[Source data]
↓↓↓
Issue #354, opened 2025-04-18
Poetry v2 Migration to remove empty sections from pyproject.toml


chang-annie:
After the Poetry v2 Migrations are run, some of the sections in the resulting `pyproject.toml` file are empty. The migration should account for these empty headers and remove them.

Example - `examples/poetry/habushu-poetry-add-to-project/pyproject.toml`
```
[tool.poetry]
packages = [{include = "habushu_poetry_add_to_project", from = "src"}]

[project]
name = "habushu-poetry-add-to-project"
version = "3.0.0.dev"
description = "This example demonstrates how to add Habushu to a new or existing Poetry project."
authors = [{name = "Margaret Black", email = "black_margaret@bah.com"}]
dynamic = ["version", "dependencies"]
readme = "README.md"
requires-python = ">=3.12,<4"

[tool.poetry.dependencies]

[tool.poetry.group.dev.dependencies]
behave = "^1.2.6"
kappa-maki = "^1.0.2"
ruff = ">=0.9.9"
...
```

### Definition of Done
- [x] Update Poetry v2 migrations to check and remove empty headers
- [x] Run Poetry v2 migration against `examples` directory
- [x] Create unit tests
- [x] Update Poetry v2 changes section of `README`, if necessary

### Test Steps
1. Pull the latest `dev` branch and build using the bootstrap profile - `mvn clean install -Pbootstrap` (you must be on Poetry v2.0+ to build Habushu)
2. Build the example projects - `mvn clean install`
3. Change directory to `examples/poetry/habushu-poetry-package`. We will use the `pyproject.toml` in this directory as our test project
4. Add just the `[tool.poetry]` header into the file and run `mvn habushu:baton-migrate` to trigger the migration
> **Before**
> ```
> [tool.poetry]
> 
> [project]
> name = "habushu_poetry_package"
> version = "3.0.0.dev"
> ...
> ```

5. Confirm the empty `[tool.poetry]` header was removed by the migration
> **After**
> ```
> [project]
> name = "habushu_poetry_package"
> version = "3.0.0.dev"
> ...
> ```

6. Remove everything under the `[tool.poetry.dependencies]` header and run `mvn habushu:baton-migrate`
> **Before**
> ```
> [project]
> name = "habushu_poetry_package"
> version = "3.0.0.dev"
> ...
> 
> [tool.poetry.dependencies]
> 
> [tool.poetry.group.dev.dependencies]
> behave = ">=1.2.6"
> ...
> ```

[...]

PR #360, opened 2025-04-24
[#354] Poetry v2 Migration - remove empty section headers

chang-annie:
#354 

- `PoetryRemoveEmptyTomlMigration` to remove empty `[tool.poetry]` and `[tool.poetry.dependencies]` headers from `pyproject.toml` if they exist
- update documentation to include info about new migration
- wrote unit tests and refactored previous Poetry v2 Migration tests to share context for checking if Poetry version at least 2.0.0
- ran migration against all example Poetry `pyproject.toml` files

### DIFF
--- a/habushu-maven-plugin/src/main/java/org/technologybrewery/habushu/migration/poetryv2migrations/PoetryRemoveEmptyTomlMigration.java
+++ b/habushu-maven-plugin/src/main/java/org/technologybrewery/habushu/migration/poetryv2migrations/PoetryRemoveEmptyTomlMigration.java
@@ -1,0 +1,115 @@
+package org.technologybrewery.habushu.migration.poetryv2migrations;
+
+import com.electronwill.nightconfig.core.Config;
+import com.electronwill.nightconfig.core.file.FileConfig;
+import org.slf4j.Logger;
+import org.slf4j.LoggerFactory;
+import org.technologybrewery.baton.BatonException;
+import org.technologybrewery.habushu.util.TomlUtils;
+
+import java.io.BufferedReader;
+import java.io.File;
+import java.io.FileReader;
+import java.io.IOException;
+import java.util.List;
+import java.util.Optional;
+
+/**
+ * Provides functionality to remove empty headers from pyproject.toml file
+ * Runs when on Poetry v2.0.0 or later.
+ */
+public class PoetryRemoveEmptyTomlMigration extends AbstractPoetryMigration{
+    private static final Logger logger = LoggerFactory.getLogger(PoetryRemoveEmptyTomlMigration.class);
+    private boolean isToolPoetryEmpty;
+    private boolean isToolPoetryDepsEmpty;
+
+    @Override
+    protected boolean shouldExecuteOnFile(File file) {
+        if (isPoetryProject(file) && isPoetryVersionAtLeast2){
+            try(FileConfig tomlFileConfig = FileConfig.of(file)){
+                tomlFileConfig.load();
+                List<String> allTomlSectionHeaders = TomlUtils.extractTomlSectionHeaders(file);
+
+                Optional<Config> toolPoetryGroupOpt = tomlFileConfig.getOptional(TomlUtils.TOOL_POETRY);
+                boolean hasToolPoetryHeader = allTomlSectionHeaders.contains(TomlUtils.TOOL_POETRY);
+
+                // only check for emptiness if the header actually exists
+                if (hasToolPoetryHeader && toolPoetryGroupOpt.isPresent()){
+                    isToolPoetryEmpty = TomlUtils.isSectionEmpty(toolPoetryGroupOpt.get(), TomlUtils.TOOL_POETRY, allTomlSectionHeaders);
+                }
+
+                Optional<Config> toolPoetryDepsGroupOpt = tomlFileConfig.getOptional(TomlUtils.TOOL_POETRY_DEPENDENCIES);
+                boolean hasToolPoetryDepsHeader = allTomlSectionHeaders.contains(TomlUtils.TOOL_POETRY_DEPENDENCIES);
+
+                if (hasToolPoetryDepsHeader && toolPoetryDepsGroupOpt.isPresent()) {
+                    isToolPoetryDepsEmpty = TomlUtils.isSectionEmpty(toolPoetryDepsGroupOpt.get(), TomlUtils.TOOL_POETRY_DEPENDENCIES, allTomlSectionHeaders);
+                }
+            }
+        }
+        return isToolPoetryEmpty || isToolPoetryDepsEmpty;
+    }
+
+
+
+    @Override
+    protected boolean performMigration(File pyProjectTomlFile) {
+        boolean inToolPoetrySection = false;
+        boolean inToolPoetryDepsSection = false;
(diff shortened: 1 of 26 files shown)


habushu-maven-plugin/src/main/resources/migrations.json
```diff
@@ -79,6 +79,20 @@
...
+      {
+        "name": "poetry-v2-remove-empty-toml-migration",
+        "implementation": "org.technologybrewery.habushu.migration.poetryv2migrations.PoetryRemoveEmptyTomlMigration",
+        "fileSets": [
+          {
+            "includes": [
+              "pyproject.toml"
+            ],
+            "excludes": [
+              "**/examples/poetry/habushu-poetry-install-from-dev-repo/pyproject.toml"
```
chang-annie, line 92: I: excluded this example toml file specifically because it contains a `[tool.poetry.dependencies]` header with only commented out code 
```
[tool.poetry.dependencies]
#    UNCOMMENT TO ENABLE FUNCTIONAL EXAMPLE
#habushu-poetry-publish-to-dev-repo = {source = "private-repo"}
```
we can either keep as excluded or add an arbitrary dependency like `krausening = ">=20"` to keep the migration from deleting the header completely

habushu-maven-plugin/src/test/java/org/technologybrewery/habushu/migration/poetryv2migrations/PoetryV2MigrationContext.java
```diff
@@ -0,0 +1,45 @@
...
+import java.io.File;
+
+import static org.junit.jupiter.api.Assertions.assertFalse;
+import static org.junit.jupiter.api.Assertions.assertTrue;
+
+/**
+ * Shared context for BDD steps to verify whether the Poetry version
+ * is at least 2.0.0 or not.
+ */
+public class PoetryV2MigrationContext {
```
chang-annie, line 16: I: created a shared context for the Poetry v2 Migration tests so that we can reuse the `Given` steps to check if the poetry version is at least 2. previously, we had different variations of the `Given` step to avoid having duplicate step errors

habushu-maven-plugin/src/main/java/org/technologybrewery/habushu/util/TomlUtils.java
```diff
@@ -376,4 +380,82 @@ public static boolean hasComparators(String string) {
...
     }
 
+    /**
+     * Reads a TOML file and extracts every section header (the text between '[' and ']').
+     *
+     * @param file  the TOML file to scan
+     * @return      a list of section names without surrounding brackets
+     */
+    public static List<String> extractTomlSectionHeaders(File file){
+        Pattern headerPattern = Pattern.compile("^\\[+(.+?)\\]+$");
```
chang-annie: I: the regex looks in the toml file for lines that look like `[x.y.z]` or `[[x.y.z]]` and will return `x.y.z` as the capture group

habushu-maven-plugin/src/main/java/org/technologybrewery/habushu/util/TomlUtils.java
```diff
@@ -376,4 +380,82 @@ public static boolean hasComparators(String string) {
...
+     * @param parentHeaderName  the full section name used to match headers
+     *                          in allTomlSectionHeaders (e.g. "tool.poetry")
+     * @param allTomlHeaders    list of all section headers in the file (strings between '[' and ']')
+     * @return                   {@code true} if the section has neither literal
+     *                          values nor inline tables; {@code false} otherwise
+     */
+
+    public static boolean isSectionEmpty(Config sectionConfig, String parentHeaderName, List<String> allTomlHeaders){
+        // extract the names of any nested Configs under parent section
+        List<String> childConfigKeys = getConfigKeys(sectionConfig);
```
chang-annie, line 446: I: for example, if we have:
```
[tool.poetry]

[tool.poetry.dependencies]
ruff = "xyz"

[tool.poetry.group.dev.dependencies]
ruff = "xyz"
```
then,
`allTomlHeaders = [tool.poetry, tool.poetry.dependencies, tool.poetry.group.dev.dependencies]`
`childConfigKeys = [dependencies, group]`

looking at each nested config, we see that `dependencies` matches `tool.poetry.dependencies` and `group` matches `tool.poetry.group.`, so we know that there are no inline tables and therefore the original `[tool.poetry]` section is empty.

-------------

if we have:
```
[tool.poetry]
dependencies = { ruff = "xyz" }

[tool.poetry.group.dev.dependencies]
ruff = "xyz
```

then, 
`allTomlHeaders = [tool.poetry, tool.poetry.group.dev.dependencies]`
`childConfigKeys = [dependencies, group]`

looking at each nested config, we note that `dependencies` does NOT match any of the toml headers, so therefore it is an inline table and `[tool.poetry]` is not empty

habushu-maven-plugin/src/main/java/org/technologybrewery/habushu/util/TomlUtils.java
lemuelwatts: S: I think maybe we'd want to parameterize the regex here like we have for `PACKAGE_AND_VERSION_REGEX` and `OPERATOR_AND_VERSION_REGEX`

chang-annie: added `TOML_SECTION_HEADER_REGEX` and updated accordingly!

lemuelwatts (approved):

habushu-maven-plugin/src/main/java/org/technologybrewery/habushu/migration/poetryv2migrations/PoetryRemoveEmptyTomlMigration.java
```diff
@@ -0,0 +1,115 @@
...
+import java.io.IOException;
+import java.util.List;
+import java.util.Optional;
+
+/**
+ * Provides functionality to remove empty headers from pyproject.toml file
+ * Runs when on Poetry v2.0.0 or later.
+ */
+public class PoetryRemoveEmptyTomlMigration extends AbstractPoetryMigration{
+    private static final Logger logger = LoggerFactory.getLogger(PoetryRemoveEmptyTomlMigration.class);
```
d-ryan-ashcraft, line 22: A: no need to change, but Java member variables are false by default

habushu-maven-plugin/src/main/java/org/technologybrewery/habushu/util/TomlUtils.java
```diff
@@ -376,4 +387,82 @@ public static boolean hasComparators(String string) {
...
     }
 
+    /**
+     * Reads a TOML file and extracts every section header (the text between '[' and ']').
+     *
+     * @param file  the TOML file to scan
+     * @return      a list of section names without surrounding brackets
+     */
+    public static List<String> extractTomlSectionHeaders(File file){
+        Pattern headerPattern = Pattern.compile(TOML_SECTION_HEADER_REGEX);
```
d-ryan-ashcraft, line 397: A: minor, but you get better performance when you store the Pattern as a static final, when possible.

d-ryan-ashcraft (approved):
↑↑↑
__Work to be completed__
Copy each line above that contains the word "tables".

__Expected output__
+     *                          values nor inline tables; {@code false} otherwise
looking at each nested config, we see that `dependencies` matches `tool.poetry.dependencies` and `group` matches `tool.poetry.group.`, so we know that there are no inline tables and therefore the original `[tool.poetry]` section is empty.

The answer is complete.